Thus, where an income of Rs. 25,000 has escaped assessment for the year 1943-44, the income cannot be assessed under this section in, say, the year 1953. But if the income, for the intermediate years, say 1944-45, is also allowed to escape assessment, the accumulated total of such escaped incomes would give a right to proceed under this section, in, say, the year 1955 (if the accumulated total is one lakh of rupees or more). Since the main object of the provision for time-limit is to ensure that action is taken as early as possible, such a situation cannot be regarded as satisfactory.
In the draft, therefore, an attempt has been made to substitute a simple rule, under which, only the income for the 16 assessment years prior to the year in which the notice is issued, can be taken into account. The minimum amount of one lakh of rupees has been preserved in cases where an aggregation is to be made, but it has also been provided that where the income escaping assessment for the relevant assessment year itself is Rs. 50,000 or more, the power to proceed under this section should be available at any time.
The substitution of this rule has, incidentally, facilitated some simplification of the form of this section also.
The reference to the assessment year ending before the 31st day of March, 1941, has been omitted, since the 16 assessment years preceding the year in which notice may issue, which are referred to in the provision as drafted, will all' be assessment years later than 1939-40, as the new Act will apply only for assessment years subsequent to its commencement.
It is, however, made clear, that for the purpose of computing the accumulated total that has escaped assessment, assessment years under the 1922 Act (i.e. the existing Act) can also be taken into account.
Sub-clause (2).- The restriction contained in existing section 34(1), 2nd Proviso, regarding the issue of notice against the agent of a non-resident, would seem to apply to a notice under clause (a) as well as clause (b) of section 34(1). For this reason, draft sub-clause (1) begins with the words "subject to the provisions of sub-section (2)" and draft sub-clause (2) is framed so as to make it clear that it applies to all notices under section 34(1).

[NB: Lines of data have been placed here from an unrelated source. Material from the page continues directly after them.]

PR #584, opened 2015-01-12
hdhomerun: Upgrade libhdhomerun

tajson:
SiliconDust has pushed a new version of libhdhomerun and has therefore deleted the old version from their download servers, thus breaking TVHeadend build scripts.

Only tested in the sense that TVHeadend builds with this updated version.


perexg:
Merged. Thanks.

PR #586, opened 2015-01-14
Update timeshift_filemgr.c

jdierkse:
It seems that in currently the timeshift_unlimited_period boolean is completely ignored when it comes to taking action on removing files or reporting a full buffer. This small patch should fix that, so that when the timeshift_unlimited_period boolean is set to true, tvheadend no longer evaluates the period of the current timeshift.


perexg:
Merged. Thanks.

PR #588, opened 2015-01-23
hdhomerun: autodetect ATSC network type

laurimyllari:
Move hdhomerun device model query a little earlier and detect ATSC tuners from _atsc at the end of the model name if the device has no configuration yet.


perexg:
Merged. Thanks.

PR #589, opened 2015-01-24
Fix 519ec96

manio:
When there was a further subscribing requests, the queued greeting could
be queued not as the first position in the queue, leading to problems
when subscribing the channel.
Now requesting to flush the queue in capmt_notify_server() to be sure
that the greeting go out to OSCam as a first command.


perexg:
Merged. Thanks.

PR #859, opened 2016-05-05
Fix compilation error with Android NDK

BenEfrati:
pthread_yield is not implemented on Android NDK.
Using sched_yield instead


perexg:
Pls, put this code to src/compat.h .

perexg:
Merged. Thanks.

PR #861, opened 2016-05-11
Markdown help (yet again!)

mpmc:
These commits mostly complete the help docs, even if they're basic. Some things do need adding and no doubt there are a number of mistakes I haven't caught :laughing: .

@perexg you may want to review these fully before committing. 

The "webui: display an error message when help doc is not available/fails to load" commit is one you may want to omit if you don't think it's a good idea.


perexg:
Merged. Thanks.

Existing section 34(3), 2nd Proviso, operates not only in relation to the period of completion of assessment, but also in relation to a time-limit for an issue of notice under section 34(1). This is clear from the words "nothing contained in this section limiting the time within which any action may be taken " appearing in the beginning of the Proviso. The Proviso thus acts as an Exception not only to section 34(3), main para, but also to the time-limit under section 34(1). The latter aspect has been dealt with here.
General.- The verbal changes are consequential on the breaking up of the section into various sub-clauses.

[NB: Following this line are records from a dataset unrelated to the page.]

PR #862, opened 2016-05-12
replace pthread_yield with POSIX sched_yield

clandmeter:
See: http://linux.die.net/man/3/pthread_yield

### DIFF
--- a/src/api/api_idnode.c
+++ b/src/api/api_idnode.c
@@ -651,7 +651,7 @@ api_idnode_handler
       }
       pthread_mutex_unlock(&global_lock);
       if (destroyed)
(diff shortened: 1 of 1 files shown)


clandmeter:
@perexg I forgot to mention this change will prevent the following error on musl libc.

```
src/api/api_idnode.c: In function 'api_idnode_handler':
src/api/api_idnode.c:654:9: error: implicit declaration of function 'pthread_yield' [-Werror=implicit-function-declaration]
         pthread_yield(); /* delete penalty */
         ^
```

clandmeter:
@perexg any reason this is not being merged, other then you are too busy?

perexg:
Merged. Thanks.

Sub-clause (2).- Existing section 34(1), 1st Proviso, clause (iii), says that a notice under clause (a) shall not be issued for any year unless the Commissioner is satisfied that it is a fit case for the issue of such a notice. Apparently, this would apply even where the notice is issued within four years. But since a notice under clause (b) can be issued, within four years, without any such sanction, no harm would be caused if, in cases under clause (a) also, this restriction is made to operate only where the notice is issued after four years. The provision in question has been altered accordingly.

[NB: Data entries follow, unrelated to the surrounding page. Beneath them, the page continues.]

PR #864, opened 2016-05-17
Transcoding: preliminary work for codec settings/profile

lekma:
These are needed for the upcoming codec settings.
All of it has minimal impact, the only visible change is the grouping of esfilters under one tab.


CvH:
@lekma as you doing work at transcoding - it would be nice if you could drop an eye to the new ffmpeg where 
> - VAAPI-accelerated H.264/HEVC/MJPEG encoding
- VAAPI-accelerated format conversion and scaling
- libnpp/CUDA-accelerated format conversion and scaling


is included -> drop mfx dispatcher and it could be used at "all" Intels with vaapi support. This would be a major improvement and work out of the box :)

lekma:
> drop mfx dispatcher and it could be used at "all" Intels with vaapi support

that's the plan :) (not to drop libmfx right now though)

CvH:
@lekma is intel qsv still needed? It should work through the intel gpu driver obviously. It is more likely that ppl have a gpu driver then qsv/mfx installed ;)

lekma:
@CvH I agree, but I think we'll drop qsv only when vaapi has had a good test drive. Right now I'm still working out kinks when frames go through filters. That's why I needed a way to set up codecs "dynamically" to test out various combination of settings (hence the upcoming codec settings/profile tab). Unfortunately all that work does take a lot of time and I only have so much to spare.

lekma:
closing for missing parts :(
(too many local test trees -> mixups are bound to happen)
sorry

PR #865, opened 2016-05-24
Fix C/Ku Label and Change switch frequency

sielickin:
* The C/Ku label was 5150/11700, in spite of the fact that the local
  oscillator frequencies were 5150/10750. This label is now changed to
  reflect the correct frequencies. Just to be clear: the frequencies
  themselves are unchanged, still at 5150/10750. Only the description
  changed.
* To accomodate feeds operating outside of the standardized band
  (11.7GHz - 12.2Ghz), (eg: 11175 V 4200 @ 71.8W,) the switch is now set
  to operate at an arbitrary midpoint of 7.95, rather than the lower
  edge of the standard Ku freq.

Signed-off-by: Nicholas Sielicki <sielicki@bitwise>

### DIFF
--- a/src/input/mpegts/linuxdvb/linuxdvb_lnb.c
+++ b/src/input/mpegts/linuxdvb/linuxdvb_lnb.c
@@ -328,7 +328,7 @@ struct linuxdvb_lnb_conf linuxdvb_lnb_all[] = {
   },
   {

Other changes are verbal and consequential as above.
Sub-clause (1).- Does not need any comments. The verbal changes are consequential as above.
Sub-clause (2).- No change has been made in existing section 34(2).
As to the omission of sub-sections (1A), (1B), (1C) and (1D) of existing section 34, see notes above under this group of clauses under the head "General". Clause 159
This is new. The time-limit for completion of assesssment is at present contained in section 34 itself. Since it is being transferred in the draft to a separate section, it seems desirable to have such a clause to draw attention to the provision relating to time-limit.
Notes to clause 160
Existing section 34(3) has, in the draft, been split up into three sub-clauses. The main provision, imposing the time-limit, has been dealt with in sub-clauses (1) and (2), while the various exceptions have been dealt with separately in sub-clause (3), for the sake of clarity.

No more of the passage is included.